▸ Instructions for the task: Give again, exactly as written, each line of the material below starting at the line that contains "PR #875, opened 2018-01-17" and ending at the line that contains "### Benefits". Both ends count, and no other line does.
════
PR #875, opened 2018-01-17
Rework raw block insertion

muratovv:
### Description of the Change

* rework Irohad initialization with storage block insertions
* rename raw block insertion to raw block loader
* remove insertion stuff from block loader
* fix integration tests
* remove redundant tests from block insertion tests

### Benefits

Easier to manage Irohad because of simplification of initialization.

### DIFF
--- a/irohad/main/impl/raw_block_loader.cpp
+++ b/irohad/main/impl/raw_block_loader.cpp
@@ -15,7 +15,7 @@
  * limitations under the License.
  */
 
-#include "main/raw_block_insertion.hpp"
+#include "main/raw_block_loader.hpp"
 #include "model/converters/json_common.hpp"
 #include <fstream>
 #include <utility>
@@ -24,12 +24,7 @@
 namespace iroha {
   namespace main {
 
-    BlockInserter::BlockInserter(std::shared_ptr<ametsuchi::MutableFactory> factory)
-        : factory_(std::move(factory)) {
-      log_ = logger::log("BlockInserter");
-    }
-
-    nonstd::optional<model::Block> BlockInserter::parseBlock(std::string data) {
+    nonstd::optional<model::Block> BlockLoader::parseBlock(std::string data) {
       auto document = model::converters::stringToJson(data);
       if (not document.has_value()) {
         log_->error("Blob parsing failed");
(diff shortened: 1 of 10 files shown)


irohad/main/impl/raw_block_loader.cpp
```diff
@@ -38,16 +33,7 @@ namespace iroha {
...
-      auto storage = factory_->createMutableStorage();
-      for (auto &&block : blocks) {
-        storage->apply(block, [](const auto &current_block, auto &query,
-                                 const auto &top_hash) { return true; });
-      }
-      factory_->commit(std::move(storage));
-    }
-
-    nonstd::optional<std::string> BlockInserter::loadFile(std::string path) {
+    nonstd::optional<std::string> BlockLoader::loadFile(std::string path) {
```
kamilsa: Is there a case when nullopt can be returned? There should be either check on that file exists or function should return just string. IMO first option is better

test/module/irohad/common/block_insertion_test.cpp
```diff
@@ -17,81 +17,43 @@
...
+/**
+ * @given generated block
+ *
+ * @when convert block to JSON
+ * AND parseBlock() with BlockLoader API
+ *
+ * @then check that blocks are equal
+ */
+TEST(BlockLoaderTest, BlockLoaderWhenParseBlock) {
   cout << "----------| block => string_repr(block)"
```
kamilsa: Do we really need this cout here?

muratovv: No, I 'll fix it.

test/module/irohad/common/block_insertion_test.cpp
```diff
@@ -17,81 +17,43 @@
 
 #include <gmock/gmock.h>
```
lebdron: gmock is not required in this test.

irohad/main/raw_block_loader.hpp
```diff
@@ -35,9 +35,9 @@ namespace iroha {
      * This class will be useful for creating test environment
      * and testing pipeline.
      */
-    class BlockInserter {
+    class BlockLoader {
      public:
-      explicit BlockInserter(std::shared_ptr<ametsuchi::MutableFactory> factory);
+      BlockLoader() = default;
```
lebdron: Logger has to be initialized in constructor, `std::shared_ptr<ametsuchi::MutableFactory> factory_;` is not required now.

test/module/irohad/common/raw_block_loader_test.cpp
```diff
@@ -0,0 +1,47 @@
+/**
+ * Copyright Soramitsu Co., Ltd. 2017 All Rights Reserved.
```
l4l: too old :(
════
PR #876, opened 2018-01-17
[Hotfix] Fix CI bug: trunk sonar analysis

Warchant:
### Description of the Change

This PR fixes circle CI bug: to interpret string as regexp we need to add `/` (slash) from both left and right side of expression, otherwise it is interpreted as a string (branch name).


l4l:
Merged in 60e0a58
════
▸ Solved problem:
PR #875, opened 2018-01-17
Rework raw block insertion

muratovv:
### Description of the Change

* rework Irohad initialization with storage block insertions
* rename raw block insertion to raw block loader
* remove insertion stuff from block loader
* fix integration tests
* remove redundant tests from block insertion tests

### Benefits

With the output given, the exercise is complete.